» **Data for analysis**
##########
PR #545, opened 2025-05-03
Add loop option to mpris.

aereaux:
This adds a loop option to mpris so that you you can go past the number of items in the carousel.

Let me know if I did anything wrong adding it to the config or documentation.

Thanks!

PR #570, opened 2025-07-07
Add loop-carousel option to mpris.

aereaux:
Followup from: https://github.com/ErikReider/SwayNotificationCenter/pull/545

This adds a loop option to mpris so that you you can go past the number of items in the carousel.

Let me know if I did anything wrong adding it to the config or documentation.

Thanks!


ErikReider (approved):
Thanks! :D

Issue #522, opened 2025-03-04
[Bug] Can't delete/activate a specific grouped notification with keyboard only


ArijanJ:
**Describe the bug**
##########
» **Exercise**
Copy out every line from the records that has the word "opened".

» **Exercise answer**
PR #545, opened 2025-05-03
PR #570, opened 2025-07-07
Issue #522, opened 2025-03-04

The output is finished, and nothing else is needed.